[Collected data]
********
PR #2239, opened 2023-07-04
Appease Ruff in `nullpoint`

JaydenR2305:
Resolves PERF401 error raised in #2238 by using list comprehensions in the `nullpoint` module

### DIFF
--- a/plasmapy/analysis/nullpoint.py
+++ b/plasmapy/analysis/nullpoint.py
@@ -712,9 +712,14 @@ def _trilinear_analysis(vspace, cell):  # noqa: C901, PLR0911, PLR0912, PLR0915
         dy + gy * yConst1,
         fy + hy * yConst1,
     )
-    for root in root_list:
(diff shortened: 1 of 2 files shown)


JaydenR2305:
@namurphy Should I add a changelog entry for this?

namurphy:
> @namurphy Should I add a changelog entry for this?

I think it'd be fine either way!  I'll add the "no changelog entry needed" label, but will leave it up to you whether you want to add one or not.

JaydenR2305:
According to the coverage report we are missing 37 lines that were previously being tested. Maybe I made a typo somewhere?

namurphy:
I think I've noticed at times that preliminary coverage results sometimes get posted before tests finish.  Not sure why.  It looks like the coverage results are showing that everything is being covered now, so this looks set to merge.  Thank you for doing this!

namurphy (approved):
********
*TASK DESCRIPTION*
Only lines that include "namurphy" are counted here. Give their number for the records above and add nothing.

*OUTPUT OF THE EXERCISE*
5